Monday, September 12, 2005

On Open Source and Employment

The open source movement seeks to eliminate proprietary software and replace it with programs in which anyone can access, modify, and improve the code. The Linux operating system and the Firefox browser (which I'm using right now) are two examples of highly successful open source projects. Both of these examples have user bases which are growing exponentially, since they (and many other open source programs) provide viable alternatives to the overpriced, frequently unstable software available from large, private software vendors.

One such private software company, a 900-pound gorilla named Microsoft, made the mistake of offering a job to one of the leading figures in the open source movement, hacker historian and coder Eric Raymond. Raymond posted the job offer, along with the response, on his Armed and Dangerous blog, and it's quite hilarious:

I’d thank you for your offer of employment at Microsoft, except
that it indicates that either you or your research team (or both)
couldn’t get a clue if it were pounded into you with baseball bats.

Raymond goes on to expound on why he might not be the number one choice for the job, then ends with:

...I must thank you for dropping a good joke on my afternoon. On
that hopefully not too far distant day that I piss on Microsoft’s
grave, I sincerely hope none of it will splash on you.

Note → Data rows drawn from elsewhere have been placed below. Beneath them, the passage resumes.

PR #3062, opened 2019-01-31
DisjunctionChain -> FirstMatchChain

corinaminer:
DisjunctionChain took a list of routing policies and returned true for a route if any of them matched and accepted (otherwise evaluated default policy and returned that result). That behavior may be useful somewhere, but the only place it was being used was for chained Juniper BGP import and export policies (e.g. `set protocols bgp import [ POLICY-1 POLICY-2 POLICY-3 ]`). In that context, the correct behavior is to return the result of the first policy that matches the route, whether it accepts or rejects (and if none match, return default policy result as before).

This PR turns DisjunctionChain into FirstMatchChain, which matches those semantics.

### DIFF
--- a/projects/batfish-common-protocol/src/main/java/org/batfish/datamodel/routing_policy/Result.java
+++ b/projects/batfish-common-protocol/src/main/java/org/batfish/datamodel/routing_policy/Result.java
@@ -1,6 +1,5 @@
 package org.batfish.datamodel.routing_policy;
 
-import com.google.common.annotations.VisibleForTesting;
 import java.util.Objects;
 import javax.annotation.Nullable;
 import org.batfish.datamodel.routing_policy.expr.BooleanExpr;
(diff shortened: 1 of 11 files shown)


rabeckett:
___
*[projects/batfish/src/main/java/org/batfish/symbolic/smt/TransferSSA.java, line 455 at r2](https://reviewable.io/reviews/batfish/batfish/3062#-LX_IEMo9szW7GTa_iV0:-LX_UEUt-S8JHteS1-VS:bwxqqi1) ([raw file](https://github.com/batfish/batfish/blob/859ea007529490ce835c3ac48b283c46976c2f21/projects/batfish/src/main/java/org/batfish/symbolic/smt/TransferSSA.java#L455)):*

Changed this because `result.addChangedVariables(r)` doesn't look like it modifies `result`, but rather returns a new `TransferResult` that is a modified version of `result`. All other uses of this method follow the `result = result.addChangedVariables(r)` pattern. @anothermattbrown can you confirm this makes sense to change?
</blockquote></details>

I believe what you changed it to is correct.

PR #3096, opened 2019-02-05
Fix AclExplainer to instantiate MemoizedIpAccessListToBDD correctly

anothermattbrown:


dhalperi:
I have comments I'm somehow unable to publish on reviewable.

dhalperi:
MemoizedIpAccessListToBDD:

```
Add some comments with links between constructors to help users pick the wrong one?

E.g., on the above: "`If your ACLs may care which source interface packets come from, see {@link #...}`"
```

PR #3108, opened 2019-02-07
Split generic PrefixTrie logic from RibTree

progwriter:
Needed for two reasons:
1. Allows some versions of RIBs to store generic objects, not just routes
2. Will let us implement proper FIBs with LPM (and therefore allow moving off code from using RIBs directly. RIBs should be internal to DP only)


progwriter:
based on offline discussion with @anothermattbrown, closing to do more cleanup

progwriter:
___
*[projects/batfish-common-protocol/src/main/java/org/batfish/datamodel/PrefixTrieMap.java, line 89 at r3](https://reviewable.io/reviews/batfish/batfish/3108#-LYDMdqV1BobWL8kEQnn:-LYDmCtF3dtJVbzweDeK:bm124hc) ([raw file](https://github.com/batfish/batfish/blob/9c14453bf65fc8230964d034eb06e10de7d56007/projects/batfish-common-protocol/src/main/java/org/batfish/datamodel/PrefixTrieMap.java#L89)):*

yes, but my point is that this could be the wrong node for the intended key. Also, since this is essentially a multimap, it is simpler to use a standard interface.
</blockquote></details>

Yeah, I suppose that's fine, but that means  I'll have to throw `IllegalArgumentExceptions` if callers are inserting into wrong parts of the subtree

progwriter:
Don't wanna deal with this.

PR #3123, opened 2019-02-10
Parboiled ipspace

ratulm:
It is not fully done yet (needs a few more tests, and need to plumb in autocomplete function), but it is ready for look if it all makes sense. 

Overall arch:
  - the parser goes in Parser.java
  - the specifier factory calls the parser with the input and gets back an AST if parsing is successful
  - the AST is interpreted by specifier when resolve is called
  - if parsing fails, potential matches are processed to generate a helpful message

The factory is not plumbed in anywhere yet.


dhalperi:
*[a discussion](https://reviewable.io/reviews/batfish/batfish/3123#-LYOIJLTDcFXkQXi2AhA:-LYOIJLTDcFXkQXi2AhB:b-j8gq96) (no related file):*
I don't quite get the overall plan here. Can you link me to the design doc?

Naively, I would have expected all of this to not be implemented as a new specifier, but rather to entirely replace all existing SpecifierFactories.

E.g.,

* Hide all use of Parboiled and AST inside package-private logic, no new public classes whatsoever.
* Public API:  String -> Specifier (or tree thereof) 
* Deletion of all specifier factories

Then the only two ways to express specifiers would be

* String that is directly converted into java classes
* json representation of those same java classes

---

ratulm:
The library does not enforce anything about what goes on "value stack." It
has a few helper classes like this one, but we don't have to use them at
all. I'll fix and commit.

Thanks -- once again! -- to Grow-a-Brain for the link.


Sorry for the light posting schedule; I've been without evening Internet access for the past week or so and it looks like it will continue for a while. It seems the cable coming into my new apartment is too weak to sustain an Internet signal, so I need to either 1. convince my landlord to lay a new cable or figure out what's up with the old one, or 2. go back to DSL and decide whether to keep the cable TV service if I can't also have cable Internet. Since I've become an E True Hollywood Story junkie (and a Daily Show junkie and an IFC junkie, and...), I'm loathe to give up this embarrassment of riches, in any case.